The explanation in the book is that sich setzen is a verb of motion, so it takes the accusative.  This makes sense to me so far as  "in den Sessel" goes.  The part I'm not sure about is why it should be "vor den Sessel".  Is it just that everything used to describe where Kleinemann sits should take the accusative?  

E.g. Und dann hat sich Herr Kleinemann in den Sessel vor das Fenster in das Schlafzimmer gesetzt. 


Thanks


----------



## Perseas

Hi
It is "vor den Fernsehapparat" because the focus is Herr Kleinemann's movement to sit.

"vor dem Fernsehapparat" could also be correct, but then the focus would be the "Sessel".

I hope, the experts of the German forum will tell us exactly.


----------



## Frieder

„Und dann hat sich Herr Kleinemann in den Sessel vor *den *Fernsehapparat gesetzt”: Er hat sich in den Sessel gesetzt _und_ er hat sich damit vor den Fersehapparat gesetzt.
_He sat in the armchair and he sat in front of the TV (maybe he even had to pull up the chair). Two simultaneous actions taking the same case._

„Und dann hat sich Herr Kleinemann in den Sessel vor *dem *Fernsehapparat gesetzt”. Er setzte sich in den Sessel, der vor dem Fernsehapparat stand (und nicht in den, der vor dem Fenster stand).
_He sat (directional) in the armchair that already stood (static) in front of the TV. Two different facts taking two different cases._


----------



## Hutschi

Hi, both dativ and accussative are possible.

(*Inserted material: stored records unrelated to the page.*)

Issue #6719, opened 2019-10-07
[Vulkan] TTT2 NPEB01140 crashes in intro bot fight with write color buffers and nVidia 1050


raveskirza:
Tekken Tag Tournament 2 seems to crash on Vulkan with nVidia 1050 when wcb is enabled. This is a recent phenomenon probably  started in the last 2 months.

![image](https://user-images.githubusercontent.com/28158623/66305321-b7971a00-e91c-11e9-9b10-bb24c849d5e3.png)

RPCS3 Logs:

nVidia WCB on - Crash
[RPCS3_nv_wcb_on.log.gz](https://github.com/RPCS3/rpcs3/files/3696865/RPCS3_nv_wcb_on.log.gz)

Intel WCB on - No Crash
[RPCS3_intel_wcb_on.log.gz](https://github.com/RPCS3/rpcs3/files/3696911/RPCS3_intel_wcb_on.log.gz)

nvidia WCB off - No Crash
[RPCS3_nv_wcb_off.log.gz](https://github.com/RPCS3/rpcs3/files/3696927/RPCS3_nv_wcb_off.log.gz)

Tried in a different system with the same nVidia Diver but a different card 940MX. It doesnt crash with wcb on
[RPCS3_nv_940mx_wcb_on.log.gz](https://github.com/RPCS3/rpcs3/files/3697114/RPCS3_nv_940mx_wcb_on.log.gz)

Edit 1: As of Master 0.0.7-8909, the error is now handled differently(happens only with wcb on)
`
·W 0:04:32.485051 {PPU[0x1000000] Thread (main_thread) [0x0038ed4c]} RSX: Cache miss at address 0xC1200B40. This is gonna hurt...
·F 0:04:32.485123 {PPU[0x1000000] Thread (main_thread) [0x0038ed4c]} RSX: g_access_violation_handler(0xc1200000, 1): Access violation - no RTTI data!
`

Edit 2: As of Master v0.0.7-9029-479d92d0. The error message has again changed to a different message

`·W 2:14:25.900007 {PPU[0x1000000] Thread (main_thread) [0x0038ed4c]} RSX: Cache miss at address 0xC1584A00. This is gonna hurt...
·F 2:14:25.900104 {PPU[0x1000000] Thread (main_thread) [0x0038ed4c]} RSX: g_access_violation_handler(0xc1584000, 1): Verification failed (0000000000000000): 
[...]

PR #7353, opened 2020-01-31
rsx: Remove sections that are wholly inherited by new blocks

kd-11:
- Allows sections reclaimed by the surface store due to overlap/inheritance to be identified and removed.
- Additionally, potentially lowers the number of flushes required per block with multiple overlaps improving efficiency and theoretically performance.

Fixes https://github.com/RPCS3/rpcs3/issues/6719


aspdm00:
Hey i tried to play KH 2.5 HD remix, and everything just fine until roxas do attack action. Until the attack end, the fps drop from steady 30 fps to 15 fps
My PC is :
Intel core i7
Ram 8GB
Nvidia GTX 1060 6GB

Issue #7373, opened 2020-02-02
NASCAR 09 Demo [NPUB90120] marks itself as Game Data after the first boot


CookiePLMonster:
Curiously, NASCAR 09 Demo seems to overwrite its own param.sfo on the first boot, marking itself as Game Data (on the first boot, it is properly recognized as HDD Game). This results in the game being playable only once, after that it has to be reinstalled.

Looking at the code, `cellGameDataCheckCreate2` appears to be the offender - to make matters worse, it cannot handle param.sfo being read-only, so an attempt to prevent the game from "commiting suicide" like this will instead result in an exception being thrown.

Attaching a log file from the first boot and param.sfo before/after "suicide":
[RPCS3.log.gz](https://github.com/RPCS3/rpcs3/files/4144343/RPCS3.log.gz)
[param.sfo-before.zip](https://github.com/RPCS3/rpcs3/files/4144344/param.sfo-before.zip)
[param.sfo-after.zip](https://github.com/RPCS3/rpcs3/files/4144346/param.sfo-after.zip)

CookiePLMonster:
Modifying `cellGameDataCheckCreate2` to handle failure to open `param.sfo` for writing works correctly - it could likely be a good enough stop gap solution?

digitaldude555:
Chronicles of Riddick Assault On Dark Athena Demo has the same issue.

PR #7377, opened 2020-02-02
[Testers Needed] Workaround for games marking themselves as Game Data

CookiePLMonster:
This is a **workaround** for #7373. With this change, RPCS3 will continue to function correctly when param.sfo is marked as read only and thus can't be rewritten. **DO NOT MERGE!**

While this of course is not a correct fix, it allows "suicidal" games to be played more than once by marking their `param.sfo` as read only.


elad335:
Mark it as [Testers Needed] because we definitely want to know about more games with this issue.

digitaldude555:
Chronicles of Riddick Assault on Dark Athena demo and The Darkness demo have same problem but this pr doesnt fix them, can only be played once.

But there is indeed a shift in meaning and grammatical relations.



> The explanation in the book is that sich setzen is a verb of motion, so it takes the accusative.

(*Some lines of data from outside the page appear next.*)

PR #7382, opened 2020-02-03
cellGame: add some diagnostic

elad335:
* Avoid resizing string value in cellGameGetParamString in case bufsize is unusually large.
* Log not found sfo params in cellGameGetParamString/Int.
* Report fs::remove_all failure in content_permission dtor. (for unknown reasons try-catch were used but fs::remove_all shouldn't throw any)

### DIFF
--- a/rpcs3/Emu/Cell/Modules/cellGame.cpp
+++ b/rpcs3/Emu/Cell/Modules/cellGame.cpp
@@ -758,6 +758,12 @@ error_code cellGameGetParamInt(s32 id, vm::ptr<s32> value)
 	}
 	}
 
+	if (!prm->sfo.count(key))
+	{
+		// TODO: Check if special values need to be set here
+		cellGame.warning("cellGameGetParamInt(): id=%d was not found", id);
+	}
+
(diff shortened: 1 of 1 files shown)


rpcs3/Emu/Cell/Modules/cellGame.cpp
```diff
@@ -751,7 +744,15 @@ error_code cellGameGetParamInt(s32 id, vm::ptr<s32> value)
 	}
 	}
 
-	*value = psf::get_integer(prm->sfo, key, 0);
+	s32 v = psf::get_integer(prm->sfo, key, 0x12345678);
```
Nekotekina: sfo is just a std::map... you don't need that hack to check whether it has an element.

rpcs3/Emu/Cell/Modules/cellGame.cpp
```diff
@@ -133,16 +133,9 @@ struct content_permission final
 
 	~content_permission()
 	{
-		try
+		if (temp.size() > 1 && !fs::remove_all(temp))
```
Nekotekina: I don't recomment removing catch atm

Issue #5872, opened 2019-04-20
Regression: Heavy Rain glitched textures PR5726


Xcedf:
Heavy Rain broken texturing of characters, regressed after https://github.com/RPCS3/rpcs3/pull/5726 commit 74eeacd0
here's the current state
![33](https://user-images.githubusercontent.com/7060586/56461885-953b2f80-63c2-11e9-8179-ea99aee3ad4c.jpg)
And some old version with 74eeacd0 reverted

This explanation is often used, nevertheless it is wrong in many cases. It is not just movement, but movement with a destination. If you can use _whereto it requires accussative.
_
A counterexample to the simplified explanation: _Ich laufe auf der Sraße hin und her._ This uses Dative because it is a movement without destination. It has no direction, neither directly nor in a figurative sense.



Canis Snupus Snupus said:


> Und dann hat sich Herr Kleinemann in de*n* Sessel vor de*n* Fernsehapparat gesetzt.



Er hat sich (in den Sessel) (vor den Fernseher) gesetzt.  The *destination *is the place in front of the TV. It is not the movement alone but movement with a destination. Both (in den Sessel) and (vor den Fernseher) are independend. You can omit them and remove just one idea of destination.
Destinations are: (armchair) and (the place in front of the TV)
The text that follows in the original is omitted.